Lucky the data was de-identified, right? Wrong. With the increasing number of publicly available datasets, fewer data points are required to relate individual records from different data sets to provide a more detailed record (including filling in the gaps that were created for the de-identification). There are examples all over the world, but the most notable example of re-identified de-identified data was in December 2016 when a team from the University of Melbourne (consisting of Dr Chris Culnane, Dr Benjamin Rubinstein, and Dr Vanessa Teague) did just that. As reported by ZDNet.com:
“The dataset containing historic longitudinal medical billing records of one-tenth of all Australians, approximately 2.9 million people, has been found to be re-identifiable by a team from the University of Melbourne, with information such as child births and professional sportspeople undergoing surgery to fix injuries often made public.”
It is important to note that the team at the University of Melbourne were friendly actors. They are data scientists whose very expertise is to see what can be done. What they found to be possible is alarming and as soon as it was discovered, they notified the Australian Digital Health Agency (ADHA — the government agency administrating Australia’s My Health Record, MHR) who immediately shut off secondary use. In this writer’s view, both the University of Melbourne and ADHA acted appropriately. The Australian government has since introduced legislation to make the re-identification of MHR data illegal. While well-intended, it is unlikely that this will be effective as it is hard to imagine that people who would maliciously re-identify de-identified data would deterred by new laws. Pirates don’t only sail where the law permits.
Also important to note is that with the increasing volume of publicly available data, re-identification isn’t an issue of probability, but inevitability.
Back to the example. The R&D systems are hacked, data is stolen, and patients’ personal data is re-identified. Public relations, reputational, legal, and ethical nightmares ensue.
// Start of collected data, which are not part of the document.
Issue #2032, opened 2022-08-15
[Feature]: Support container security context in Jaeger CRD


mjnagel:
### Requirement

In some environments an end user may want to enforce certain policies on all pods running in the cluster, such as requiring `drop: ALL` capabilities set in every container security context.

### Problem

Currently this is not supported in the CRD from what I can tell - while you can modify the pod level security context there is no ability to add a container level security context, which is where `capabilities` must be set.

### Proposal

Add a `containerSecurityContext` portion of the spec to support setting these options. This would live at the same level as the current `securityContext` portions, but provide the container specific options.

PR #2033, opened 2022-08-15
Add container security context support

mjnagel:
Signed-off-by: Micah Nagel <micah.nagel@parsons.com>

Resolves https://github.com/jaegertracing/jaeger-operator/issues/2032

- Adds support for `containerSecurityContext` in common spec
- `containerSecurityContext` used as the security context for containers in each of agent, all-in-one, collector, ingester, query

### DIFF
--- a/apis/v1/jaeger_types.go
+++ b/apis/v1/jaeger_types.go
@@ -220,6 +220,9 @@ type JaegerCommonSpec struct {
 	SecurityContext *v1.PodSecurityContext `json:"securityContext,omitempty"`
 
 	// +optional
+	ContainerSecurityContext *v1.SecurityContext `json:"containerSecurityContext,omitempty"`
+
+	// +optional
 	ServiceAccount string `json:"serviceAccount,omitempty"`
 
 	// +optional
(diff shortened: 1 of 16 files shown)


iblancasa (changes requested):
Please @mjnagel, could you take a look to the failed GitHub Actions Workflows?

frzifus (commented):
calling `make api-docs` should fix it.

mjnagel:
> calling `make api-docs` should fix it.

@frzifus thanks! Should be good to go now? Also rebased/squashed commits.

iblancasa (approved):

frzifus (commented):
Should we set and verfiy some `ContainerSecurityContext` fields in the agent/collector/... unittests to make sure everything works as expected?
What do you think @mjnagel ?

mjnagel:
> Should we set and verfiy some `ContainerSecurityContext` fields in the agent/collector/... unittests to make sure everything works as expected? What do you think @mjnagel ?

I should be able to add test(s) today if we want. I didn't think it was necessary at first since it's a direct 1:1 "passthrough" from the Jaeger spec -> deployment and issues would be exposed as build errors if there were a type mismatch. But more testing never hurts 😄

mjnagel:
@frzifus should be good to go now. I added 2 tests to each of agent, collector, ... that validate container security context is being set and that it overrides the default "global"/common set in the spec.

frzifus (approved):
Awesome!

The main right to rage belongs to the data owner and responsive steps are taken. Whatever necessary steps are taken to recover, what will also happen is that the progress made to better the mental health of thousands will be severely hampered, if not lost. Not because data was stolen, but because data was stolen from a custodian whom the owners never really consented to have it in the first place.
The Cambridge Analytica scandal is that Facebook (the data custodian) allowed the data of millions of users to be used without their permission for a purpose they did not agree to. But what if you could get the users to agree to its use? What if the users had consented? Would it be scandalous at all?
Consented data recognises the data owner and protects the data custodian. Consented data means that the owner assumes the responsibility for each data custodian’s possession (and the user may have even received some portion of the reward for the data transaction), and the primary use custodian — and all other consented custodians — are only at risk to the degree to which they failed to reasonably take steps to protect the data. The doctor continues to treat patients, the R&D organisation continues to work toward societal improvement, and the data pirate is hopefully prosecuted under law.
Data is powerful. Data has potential. Data must be used — but in order for it to be used in the long term for the greater good, however, it must be de-risked. It must be consented.